What you are asked to do>
What do the lines say from the one containing "--- a/src/service.py" to the end of the records? Restate them word for word, and only those.

- Opening Delimiter -

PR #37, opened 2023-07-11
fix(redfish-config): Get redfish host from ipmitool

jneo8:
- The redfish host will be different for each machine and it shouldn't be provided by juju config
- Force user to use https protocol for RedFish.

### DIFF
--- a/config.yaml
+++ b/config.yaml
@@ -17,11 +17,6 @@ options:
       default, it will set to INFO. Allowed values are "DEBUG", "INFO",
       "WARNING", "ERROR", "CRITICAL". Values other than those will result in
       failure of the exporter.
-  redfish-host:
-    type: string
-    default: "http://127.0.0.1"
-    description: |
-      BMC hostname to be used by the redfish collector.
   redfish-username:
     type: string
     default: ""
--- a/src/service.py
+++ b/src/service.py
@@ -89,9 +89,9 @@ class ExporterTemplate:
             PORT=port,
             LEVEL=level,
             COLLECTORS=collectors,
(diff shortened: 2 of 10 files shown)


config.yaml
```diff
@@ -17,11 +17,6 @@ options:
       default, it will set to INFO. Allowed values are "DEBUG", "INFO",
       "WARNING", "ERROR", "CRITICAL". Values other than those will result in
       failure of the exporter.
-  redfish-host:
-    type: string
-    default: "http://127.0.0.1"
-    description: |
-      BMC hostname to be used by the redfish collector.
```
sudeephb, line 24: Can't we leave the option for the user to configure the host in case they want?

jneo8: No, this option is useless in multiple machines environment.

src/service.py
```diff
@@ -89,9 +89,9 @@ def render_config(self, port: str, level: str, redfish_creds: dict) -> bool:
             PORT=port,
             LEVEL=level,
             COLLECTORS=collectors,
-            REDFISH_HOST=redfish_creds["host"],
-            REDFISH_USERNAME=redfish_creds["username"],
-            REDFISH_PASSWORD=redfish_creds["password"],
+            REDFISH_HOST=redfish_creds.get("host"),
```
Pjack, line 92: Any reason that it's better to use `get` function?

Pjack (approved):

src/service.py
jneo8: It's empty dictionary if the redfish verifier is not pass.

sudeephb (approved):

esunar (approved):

- Closing Delimiter -

Solution>
--- a/src/service.py
+++ b/src/service.py
@@ -89,9 +89,9 @@ class ExporterTemplate:
             PORT=port,
             LEVEL=level,
             COLLECTORS=collectors,
(diff shortened: 2 of 10 files shown)


config.yaml
```diff
@@ -17,11 +17,6 @@ options:
       default, it will set to INFO. Allowed values are "DEBUG", "INFO",
       "WARNING", "ERROR", "CRITICAL". Values other than those will result in
       failure of the exporter.
-  redfish-host:
-    type: string
-    default: "http://127.0.0.1"
-    description: |
-      BMC hostname to be used by the redfish collector.
```
sudeephb, line 24: Can't we leave the option for the user to configure the host in case they want?

jneo8: No, this option is useless in multiple machines environment.

src/service.py
```diff
@@ -89,9 +89,9 @@ def render_config(self, port: str, level: str, redfish_creds: dict) -> bool:
             PORT=port,
             LEVEL=level,
             COLLECTORS=collectors,
-            REDFISH_HOST=redfish_creds["host"],
-            REDFISH_USERNAME=redfish_creds["username"],
-            REDFISH_PASSWORD=redfish_creds["password"],
+            REDFISH_HOST=redfish_creds.get("host"),
```
Pjack, line 92: Any reason that it's better to use `get` function?

Pjack (approved):

src/service.py
jneo8: It's empty dictionary if the redfish verifier is not pass.

sudeephb (approved):

esunar (approved):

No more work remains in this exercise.